PR #1938, opened 2026-03-18
libdex preparations part 2

swick:
Those changes are self-contained and tested by re-implementing some portals.

### DIFF
--- a/.github/workflows/build-and-test.yml
+++ b/.github/workflows/build-and-test.yml
@@ -51,7 +51,7 @@ jobs:
             -Dwerror=true
 
       - name: Run xdg-desktop-portal tests
-        run: XDP_TEST_RUN_LONG=1 timeout --signal=KILL -v ${TESTS_TIMEOUT}m meson test -C _build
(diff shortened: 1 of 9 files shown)


src/meson.build
```diff
@@ -6,34 +6,39 @@ portal_built_sources = gnome.gdbus_codegen(
   interface_prefix: 'org.freedesktop.portal',
   namespace: 'XdpDbus',
   docbook: 'portal',
+  extra_args: [f'--extension-path=@libdex_codegen_ext@'],
```
AdrianVovk: Nit: this is repeated a bunch, should it be factored out I wonder? Or maybe not worth it?

AdrianVovk (approved):
Seems straightforward. Didn't think too hard about the CI/test changes, we'll notice if they end up causing failures. LGTM

swick:
Thanks, I will hold off merging this until we actually want to merge something that uses libdex so we buy a bit more time until the dependencies' versions get bumped.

*TASK*
For this exercise, copy each line from the listing above that has the word "changes".

*SOLUTION FOR THIS PROBLEM*
Those changes are self-contained and tested by re-implementing some portals.
Seems straightforward. Didn't think too hard about the CI/test changes, we'll notice if they end up causing failures. LGTM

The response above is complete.